# I need help I don't know what this is



## Mksupa

This woman down the street from me gave me a box of stuff and I don't know what this is used for and I was just wondering if anyone on KP knows what it is .


----------



## Barn-dweller

They look like patterns that have been cut out and never sewn up. Maybe blouses or summer tops.


----------



## Kajapi

Depending on the size, it could be pieces for Sun-Bonnet Sue quilt applique blocks. Since some have turned under edges, that would by my guess.


----------



## jgarrett28

Looks like split pinafore dresses.each right and left side and front and back a different cordinated color.


----------



## mao

I can't tell what size these pieces are from your picture, but they look as if they are all cut from the same pattern. Could they be quilt pieces? Doll clothes not yet assembled?


----------



## julielacykntr

Pattern cut outs for little girls sundresses; obviously she reaaallly liked the pattern and wanted to make several.
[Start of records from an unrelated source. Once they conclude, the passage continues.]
PR #2874, opened 2022-04-07
chore: consolidate all secrets variables

vandot:
This PR consolidates all secrets variables, we defined some org wide variables and bee will use them, we will rotate and manage those variables more easily

---
This change is [Reviewable](https://reviewable.io/reviews/ethersphere/bee/2874)


istae (approved):
thanks!

mrekucci (approved):

PR #2900, opened 2022-04-22
feat: wallet endpoint

istae:
### Checklist

Untitled

---
This change is [Reviewable](https://reviewable.io/reviews/ethersphere/bee/2900)


pkg/debugapi/debugapi_test.go
```diff
@@ -162,7 +167,7 @@ func TestServer_Configure(t *testing.T) {
 	transaction := transactionmock.New(o.TransactionOpts...)
 	gatewayMode := false
 	beeMode := debugapi.FullMode
-	s := debugapi.New(o.PublicKey, o.PSSPublicKey, o.EthereumAddress, logging.New(io.Discard, 0), nil, nil, big.NewInt(2), transaction, nil, false, nil, gatewayMode, beeMode)
+	s := debugapi.New(o.PublicKey, o.PSSPublicKey, o.EthereumAddress, logging.New(io.Discard, 0), nil, nil, big.NewInt(2), transaction, nil, false, nil, gatewayMode, beeMode, 1)
```
notanatol, line 170: I think here we can use `api.FullMode`

notanatol (approved):

notanatol:
would be good to add this endpoint to `pkg/auth/auth.go` list of endpoints, with its according role, which I guess would be `accountant`

pkg/debugapi/debugapi_test.go
istae: the `1` is chainID

mrekucci (commented):
> *[Reviewable](https://reviewable.io/reviews/ethersphere/bee/2900)* status: all files reviewed, 1 unresolved discussion (waiting on @notanatol)

___
*[`pkg/node/devnode.go` line 388 at r1](https://reviewable.io/reviews/ethersphere/bee/2900#-N0a_HHj5R-YT1auDTcL:-N0a_HHj5R-YT1auDTcM:b-f3345t) ([raw file](https://github.com/ethersphere/bee/blob/a1e6b7e0fc2111acdd0932dbcb3b6f99ea9e6562/pkg/node/devnode.go#L388)):*
> ```Go
> 
> 		// inject dependencies and configure full debug api http path routes
> 		debugAPIService.Configure(swarmAddress, p2ps, pingPong, kad, lightNodes, storer, tagService, acc, pseudoset, true, true, mockSwap, mockChequebook, batchStore, post, postageContract, traversalService, nil)
> ```

The `/wallet` endpoint will panic in the `dev` mode, maybe consider adding a mock instead of nil.

notanatol (approved):

pkg/debugapi/wallet.go
```diff
@@ -14,10 +14,10 @@ import (
 )
 
 type walletResponse struct {
-	BZZ             float64        `json:"bzz"`
-	XDai            float64        `json:"xDai"`
-	ChainID         int64          `json:"chainID"`
-	ContractAddress common.Address `json:"contractAddress"`
+	BZZ             float64        `json:"bzz"`             // the BZZ balance of the wallet associated with the eth address of the node
```
agazso, line 17: In general it's not a good idea to use `float` for representing monetary values, because at small amounts it starts to lose precision. There are some languages which has `bigint` or `decimal` types for storing that, unfortunately in JSON there is no such types.

Because of this previously with the `/balance` endpoint we used `string` type to be able encode the value of the internal `bigint` type for expressing that in a lossless way: https://docs.ethswarm.org/debug-api/#tag/Balance/paths/~1balances/get

mrekucci (commented):
> *[Reviewable](https://reviewable.io/reviews/ethersphere/bee/2900)* status: all files reviewed, 2 unresolved discussions (waiting on @agazso and @notanatol)

___
*[`pkg/debugapi/wallet.go` line 17 at r2](https://reviewable.io/reviews/ethersphere/bee/2900#-N0Ge2Jygx46ckvaMXC8-r2-17:-N0epcoi7_tdJYuS8srp:biwf4rc) ([raw file](https://github.com/ethersphere/bee/blob/ebf5e20d786e92d151db81268b3695eeed2a0f20/pkg/debugapi/wallet.go#L17)):*
<details><summary><i>Previously, agazso (Attila Gazso) wrote…</i></summary><blockquote>

In general it's not a good idea to use `float` for representing monetary values, because at small amounts it starts to lose precision. There are some languages which has `bigint` or `decimal` types for storing that, unfortunately in JSON there is no such types.

Because of this previously with the `/balance` endpoint we used `string` type to be able encode the value of the internal `bigint` type for expressing that in a lossless way: https://docs.ethswarm.org/debug-api/#tag/Balance/paths/~1balances/get
</blockquote></details>

Agree with @agazso here.

notanatol (approved):

pkg/debugapi/wallet.go
istae: This raises another question: we can return the balance with either big or small units, meaning: if the balance is 17 BZZ, we can return 17 or 170000000000000000 (which is what the erc20 service returns). I've already wrote the logic for converting the small units balance for better UX.

ldeffenb: I would put my vote in for consistency and always return amounts as integers (or strings) relative to the smallest possible unit of measurement.  In other words, mirror what the erc20 and other blockchain APIs do.

mrekucci (approved):
> Reviewed 4 of 4 files at r4, all commit messages.
> *[Reviewable](https://reviewable.io/reviews/ethersphere/bee/2900)* status: all files reviewed, 1 unresolved discussion (waiting on @agazso and @ldeffenb)

pkg/debugapi/wallet.go
AuHau: Agree with @ldeffenb here.

acud (approved):

AuHau:
Just for future reference `contractAddress` naming does not really convey what address it points to. Something like `chequebookContractAddress` would have been better ;-)

istae:
we just released this feature, we can sneak in an change if you'd like. PR's welcome!

PR #2914, opened 2022-04-28
fix: postage service initialization bug

istae:
### Checklist

---
This change is [Reviewable](https://reviewable.io/reviews/ethersphere/bee/2914)

### DIFF
--- a/pkg/postage/service.go
+++ b/pkg/postage/service.go
@@ -57,21 +57,17 @@ func NewService(store storage.StateStorer, postageStore Storer, chainID int64) (
 		chainID:      chainID,
 	}
 
-	n := 0
-	if err := s.store.Iterate(s.key(), func(_, _ []byte) (stop bool, err error) {
-		n++
+	if err := s.store.Iterate(s.key(), func(_, value []byte) (bool, error) {
+		st := &StampIssuer{}
+		if err := st.UnmarshalBinary(value); err != nil {
+			return false, err
+		}
+		_ = s.add(st)
 		return false, nil
 	}); err != nil {
 		return nil, err
 	}
-	for i := 0; i < n; i++ {
-		st := &StampIssuer{}
-		err := s.store.Get(s.keyForIndex(i), st)
-		if err != nil {
-			return nil, err
-		}
-		_ = s.add(st)
-	}
+
 	return s, nil
 }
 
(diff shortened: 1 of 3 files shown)


pkg/postage/service.go
```diff
@@ -196,11 +192,11 @@ func (ps *service) Close() error {
 
 // keyForIndex returns the statestore key for an issuer
 func (ps *service) keyForIndex(i int) string {
-	return fmt.Sprintf(ps.key()+"%d", i)
+	return fmt.Sprintf(ps.key()+"_%d", i)
```
acud, line 195: not sure why this is needed... it means we make people lose the batch utilization and collision bucket data and it would be good to avoid this if possible. can we not resolve the problem without changing the keys?

ldeffenb: Ouch!  I really really like tracking my major stamp utilization and have jumped through some pretty big hoops to avoid losing it.  I'd really hate for something like this to just sneak into an updated version.

istae: Since the new release will delete the keys anyways, I thought I would sneak in a change for how the keys look just as a visualization. It's not important and can be removed

ldeffenb: > Since the new release will delete the keys anyways, ...

So all of our in-use keys (like the following 23.71% utilized) will go back to being 0% utilized at the source, but may become over-utilized in remote nodes that are already storing chunks using that stamp?  Not very good practice for backward-compatibility.  Any chance of a migration instead of an outright delete?

      "batchID": "0e8366a6fdac185b6f0327dc89af99e67d9d3b3f2af22432542dc5971065c1df",
      "utilization": 3884,
      "usable": true,
      "label": "20210916-OSM-Map",
      "depth": 30,
      "amount": "441429710",
      "bucketDepth": 16,
      "blockNumber": 18125458,
      "immutableFlag": false,
      "exists": true,
      "batchTTL": 525217652

acud: > Since the new release will delete the keys anyways

initially it was not supposed to delete the issuer keys, only the batchstore keys

istae: @ldeffenb No data will be lost, with this release, batches will be resynced at startup, so issuers will be restored as well.

acud (approved):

If you sew you will need some innerfacing for the armholes and neck, stitch & clip, and do seams, then hem. There should be an opening slit that can be buttoned. If you don't sew there are books w/details on stripping and kitting/crochet w/fabric. ....or you might purchase a 'like' pattern to go by/understand. Good luck!


----------



## cbjlinda

they look like tops that have been cut out ahead of time.


Mksupa said:


> This woman down the street from me gave me a box of stuff and I don't know what this is used for and I was just wondering if anyone on KP knows what it is .


----------



## Mksupa

Kajapi said:


> Depending on the size, it could be pieces for Sun-Bonnet Sue quilt applique blocks. Since some have turned under edges, that would by my guess.
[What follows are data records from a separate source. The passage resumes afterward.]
PR #2929, opened 2022-05-04
fix: add ignore radius flag

notanatol:
### Checklist

### Description
In chain-less mode the topology depth is not updated, staying at 0.

---
This change is [Reviewable](https://reviewable.io/reviews/ethersphere/bee/2929)

### DIFF
--- a/pkg/node/node.go
+++ b/pkg/node/node.go
@@ -636,7 +636,7 @@ func NewBee(addr string, publicKey *ecdsa.PublicKey, signer crypto.Signer, netwo
 	}
 
 	kad, err := kademlia.New(swarmAddress, addressbook, hive, p2ps, pingPong, metricsDB, logger,
-		kademlia.Options{Bootnodes: bootnodes, BootnodeMode: o.BootnodeMode, StaticNodes: o.StaticNodes, IgnoreRadius: o.ChainEnable})
+		kademlia.Options{Bootnodes: bootnodes, BootnodeMode: o.BootnodeMode, StaticNodes: o.StaticNodes, IgnoreRadius: !o.ChainEnable})
 	if err != nil {
 		return nil, fmt.Errorf("unable to create kademlia: %w", err)
 	}
--- a/pkg/node/node.go
+++ b/pkg/node/node.go
@@ -636,7 +636,7 @@ func NewBee(addr string, publicKey *ecdsa.PublicKey, signer crypto.Signer, netwo
 	}
 
 	kad, err := kademlia.New(swarmAddress, addressbook, hive, p2ps, pingPong, metricsDB, logger,
-		kademlia.Options{Bootnodes: bootnodes, BootnodeMode: o.BootnodeMode, StaticNodes: o.StaticNodes})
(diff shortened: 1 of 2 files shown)


pkg/node/node.go
```diff
@@ -636,7 +636,7 @@ func NewBee(addr string, publicKey *ecdsa.PublicKey, signer crypto.Signer, netwo
 	}
 
 	kad, err := kademlia.New(swarmAddress, addressbook, hive, p2ps, pingPong, metricsDB, logger,
-		kademlia.Options{Bootnodes: bootnodes, BootnodeMode: o.BootnodeMode, StaticNodes: o.StaticNodes})
+		kademlia.Options{Bootnodes: bootnodes, BootnodeMode: o.BootnodeMode, StaticNodes: o.StaticNodes, IgnoreRadius: o.ChainEnable})
```
acud, line 639: isn't it the other way?
- if we have chain enabled we don't want to ignore the radius since the postage data is going to be there
- if we have the chain disabled then we want to ignore the radius

notanatol: yes, it seems I flipped it the other way around, fixing...

vojtechsimetka:
Just tested and it solves the problem for me:

```JSON
"population":2526,
"connected":108,
"timestamp":"2022-05-04T14:20:06.923154+02:00",
"nnLowWatermark":3,
"depth":8,
...
```

Here is the config just for a reference
```yaml
api-addr: 127.0.0.1:1633
debug-api-addr: 127.0.0.1:1635
debug-api-enable: true
password: <censored>
swap-enable: false
swap-initial-deposit: 0
mainnet: true
full-node: false
chain-enable: false
cors-allowed-origins: '*'
use-postage-snapshot: true
data-dir: <censored>
transaction: 0x01208d6ba7ab04515219befb64e286d13efbd7fa6483892a6f26e9c1de5157cb
block-hash: ae5e61f258e8420a1d3c5e75dd82c0f1c86b51a2986e6c49ba457ed592c34d0b% 
```

mrekucci (approved):
> *[Reviewable](https://reviewable.io/reviews/ethersphere/bee/2929)* status: all files reviewed, 2 unresolved discussions (waiting on @acud and @notanatol)

___
*[`pkg/topology/kademlia/kademlia.go` line 845 at r2](https://reviewable.io/reviews/ethersphere/bee/2929#-N1E8FyS7BHgy3TiVghc:-N1E8FyS7BHgy3TiVghd:b-k9s08t) ([raw file](https://github.com/ethersphere/bee/blob/cf9a4b7223e590a636252723af78eae9f429e37d/pkg/topology/kademlia/kademlia.go#L845)):*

How would I put them together or what would you do with them ?


----------



## msmarie1

Mksupa According to size they could be little girls Sun Dresses
needing to be sewen together, thats my guess. ?? What size 
are they? msmarie1


----------



## lkowens53

it could be pieces from where patterns have already been cut. Some people got these from factory's years ago to make quilts.


----------



## RosieC

They are already cut out patterns for a girls romper - I can't figure out the size guage - if they are tiny or larger.
You would begin by sewing the two long flat edges together (with right sides facing)then press the seam and you will have one half of a jumper or dress, depending on what you might want to call it. The top cut is the neckline opening and the side cuts are the sleeve openings. Each piece is actually 1/4 of the whole piece.....2 pieces for front, and two pieces for the back.


----------



## Clickers

julielacykntr said:


> Pattern cut outs for little girls sundresses; obviously she reaaallly liked the pattern and wanted to make several. If you sew you will need some innerfacing for the armholes and neck, stitch & clip, and do seams, then hem. There should be an opening slit that can be buttoned. If you don't sew there are books w/details on stripping and kitting/crochet w/fabric. ....or you might purchase a 'like' pattern to go by/understand. Good luck!


Or you could put bias binding around the neckline and armholes.


----------



## Kajapi

Mksupa said:


> How would I put them together or what would you do with them ?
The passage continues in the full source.